Nolay (/fr/) is a commune in the Côte-d'Or department in eastern France. The 18th-century French physician and encyclopédiste Louis-Anne La Virotte (1725–1759) was born in Nolay, as was mathematician, physicist and politician Lazare Carnot (1753–1823).

== Geography ==
Nolay is located in the heart of the Cozanne Valley. The town marks the transition between the forests and plains to the north and west and the hillside vineyards of the wealthy Burgundian wine regions surrounding Beaune and the Chalonnaise hills to the south.

== Sights ==
Nolay is a small medieval market town, widely regarded as one of the most beautiful towns on the southern edge of the Côte-d'Or with its 14th century Central Market and wooden framed houses.

Lazare Carnot's birth house is a local attraction.

== Transportation ==
The D973 runs through the town from La Rochepot and Beaune to the east and Saisy and Autun to the west.

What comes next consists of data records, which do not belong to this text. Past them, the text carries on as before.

Issue #470, opened 2016-12-10
URL en/decoding of characters in file name missing


timbl:
When the LDP container lists files, it doesn't properly encode non-URL characters (Like @,  space, etc) using % encoding.

When it received a requests with a URL which HAS got that encoding, then it doens't decode it and typically 404s

dmitrizagidulin:
Should be fixed by PR #471, closing.

PR #471, opened 2016-12-10
Fix URI encoding in file listing and decoding to get file names

timbl:
Also improve debug a little: truncate massive directory listings in the debug, add filename not found when 404 not found.

Designed to address https://github.com/solid/node-solid-server/issues/470

### DIFF
--- a/lib/utils.js
+++ b/lib/utils.js
@@ -33,7 +33,8 @@ function debrack (s) {
 }
 
 function uriToFilename (uri, base) {
-  var filename = path.join(base, uri)
+  var decoded = uri.split('/').map(decodeURIComponent).join('/')
+  var filename = path.join(base, decoded)
   // Make sure filename ends with '/'  if filename exists and is a directory.
   // TODO this sync operation can be avoided and can be left
   // to do, to other components, see `ldp.get`
--- a/test/http.js
+++ b/test/http.js
@@ -546,6 +546,29 @@ describe('HTTP APIs', function () {
         .expect(200, done)
     })
 
+    it('should create a container with a name hex decoded from the slug', (done) => {
+      let containerName = 'Film%4011'
+      let expectedDirName = '/post-tests/Film@11/'
+      server.post('/post-tests/')
+        .set('slug', containerName)
+        .set('content-type', 'text/turtle')
+        .set('link', '<http://www.w3.org/ns/ldp#BasicContainer>; rel="type"')
+        .expect(201)
+        .end((err, res) => {
+          if (err) return done(err)
+          try {
+            assert.equal(res.headers.location, expectedDirName,
+              'Uri container names should be encoded')
+            let createdDir = fs.statSync(path.join(__dirname, 'resources', expectedDirName))
+            assert(createdDir.isDirectory(), 'Container should have been created')
+          } catch (err) {
+            return done(err)
+          }
+          done()
+        })
+    })
+
+    /* No, URLs are NOT ex-encoded to make filenames -- the other way around.
     it('should create a container with a url name', (done) => {
       let containerName = 'https://example.com/page'
       let expectedDirName = '/post-tests/https%3A%2F%2Fexample.com%2Fpage/'
@@ -574,6 +597,7 @@ describe('HTTP APIs', function () {
         .expect('content-type', /text\/turtle/)
         .expect(200, done)
     })
+    */
 
     after(function () {
       // Clean up after POST API tests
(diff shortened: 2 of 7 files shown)


lib/utils.js
```diff
@@ -33,7 +33,8 @@ function debrack (s) {
 }
 
 function uriToFilename (uri, base) {
-  var filename = path.join(base, uri)
+  var decoded = uri.split('/').map(decodeURIComponent).join('/')
```
dmitrizagidulin: I think we're going to run into problems with this approach. What if the file (or container) was uploaded as already uri-encoded? Say, for example, it was uploaded as `hello%20world.ttl`? And exists on disk as `hello%20world.ttl`. If you then issue a GET on it and this method `uriToFilename()` is invoked, it will try and look for the filename `hello world.ttl` and not find it.

dmitrizagidulin: This is especially relevant given the recent PR #469, which url-encodes container names.

timbl: When a file is uploaded, any filename is URI-encoded to form the URI.   
If the file  "hello world.ttl" exists then the resource "hello%20world.ttl" exists already too.
If there is a file on disk called  "hello%20world.ttl" then there is corresponding LDP resource "hello%2520world.ttl"

timbl: Reversible mapping.   The file world is self-consistent.  The URL world is self-consistent.

dmitrizagidulin: In thinking about this, I realize we still have an open issue where we don't URI-encode file names on PUT. (Only container names). So it's still possible for people to try and create files with names that are illegal as far as the OS/filesystem is concerned.
If we fix this issue (and enforce URI-encoding of filenames on PUT and POST), then there is no need to uri-encode them on listing.

timbl: A goal of this project is to be able to export existing files system users have. This means hex encoding things like space which are not allowed in URLs.   A Windows or Mac Documents or Music folder should be be able to export into Solid in a useful way.

It is NOT a goal to be able to allow clients to put files with characters which are typically illegal in a file system, like say colon, slash, or vertical bar.   I think we could return an error when a PUT or  PATCH tries to do that (by  hex encoding them in a URL).  I don't see any value in allowing this characters.

dmitrizagidulin: > A goal of this project is to be able to export existing files system users have.

How would this export process work? The existing files would arrive on a Solid server via PUTs and POSTs, right? Which means their filenames would be safely encoded.

> It is NOT a goal to be able to allow clients to put files with characters which are typically illegal in a file system

What would you like to see as the behavior when users/developers inevitably try to PUT or POST those kind of file names (illegal in file system)?

timbl:
In Mac, not much is illegal  [] {}  | all turn up as Chrome when you print off a page as PDF uses the windows title as a filename with very little adaptation!

http://stackoverflow.com/questions/1976007/what-characters-are-forbidden-in-windows-and-linux-directory-names

Should we be conservative to prevent badness down the line in file systems apps (like git, cross system backup, etc) or should web liberal so that in soemone'd complicated machup of different systems it does not mean that some in fact unnecessary constraint in node-solid-server end up breaking things which would otherwise work?

lib/utils.js
timbl: Maybe add   *  ?  \    
?

Or wait until the file system objects?

Example use case: I want to copy my entire Mac home folder into a solid server to sync it with other macs

dmitrizagidulin:
I strongly believe we should be conservative, as far as accepting file name inputs via PUT, POST and PATCH, and URI-encode them. (to prevent all sorts of downstream problems, both with filesystem and with URIs).

test/ldp.js
```diff
@@ -109,6 +109,7 @@ describe('LDP', function () {
     })
   })
   describe('listContainer', function () {
+    /*
```
dmitrizagidulin: Do you mind deleting the test, instead of commenting out?

test/http.js
```diff
@@ -546,6 +546,29 @@ describe('HTTP APIs', function () {
...
+            let createdDir = fs.statSync(path.join(__dirname, 'resources', expectedDirName))
+            assert(createdDir.isDirectory(), 'Container should have been created')
+          } catch (err) {
+            return done(err)
+          }
+          done()
+        })
+    })
+
+    /* No, URLs are NOT ex-encoded to make filenames -- the other way around.
```
dmitrizagidulin: This test should be changed to test for a 400 error response, per our conversation.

== Notable people of Nolay ==

- Louis-Anne La Virotte, born in 1725 in Nolay, died on 3 March 1759 in Paris, doctor.
- Lazare Carnot (1753-1823), mathematician, physicist, general of the armies of the Republic; fierce opponent of the creation of the Empire (name engraved under the Arc de Triomphe).
- Marie François Sadi Carnot (1837-1894), President of the Republic.
- Claude Marie Carnot de Feulins (1755-1836), general of the armies of the Republic and the Empire.
- Vivant Beaucé (1818-1876), painter and designer.
- Jean Garchery (1872-1957), politician.
- Alice Poulleau (1885-1960), writer, geographer.